My own modelling to decide what size battery I want for my house says it's easy almost every day, but when you have three rainy and overcast days in a row you need a battery far larger or an alternative. For me the alternative is the grid; at grid scale it's gas generators

[-] wewbull@feddit.uk 2 points 6 months ago

If somebody has to keep that gas generator serviced only to run it on winter mornings, that electricity is going to be very pricey.

[-] psud@aussie.zone 1 points 6 months ago* (last edited 6 months ago)
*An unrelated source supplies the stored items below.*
PR #2290, opened 2022-02-09
Add how to change SIMBAD_URL to the docs

kelle:
Suggested change based on conversation in #493 .

### DIFF
--- a/docs/simbad/simbad.rst
+++ b/docs/simbad/simbad.rst
@@ -565,6 +565,17 @@ Astroquery configuration file.
 
     >>> from astroquery.simbad import Simbad
     >>> Simbad.TIMEOUT = 60 # sets the timeout to 60s
+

Indeed, but cheaper than enough batteries to cover those times

In the off grid home scale one I'd size and set the generator to run for several hours in a row to fully charge the battery on days when the battery was at a sufficiently low charge entering the night, at least that's what my current modelling suggests. Diesel gensets work best when running fully loaded for at least long enough to warm up

I guess at grid scale you find the sweet spot where most years the gas power station and batteries are balanced to provide cheapest power averaged over the year

[-] eleitl@lemmy.zip 1 points 6 months ago

It sound impressive, until you read it's Las Vegas. In places like Germany you have several weeks per year with neither enough sun nor wind. With backup power like gas turbines which run few weeks per year you have to subsidize the operators. And if you want run them on green hydrogen, massively overbuild the renewable capacity so that you can fill up gas storage during summertime.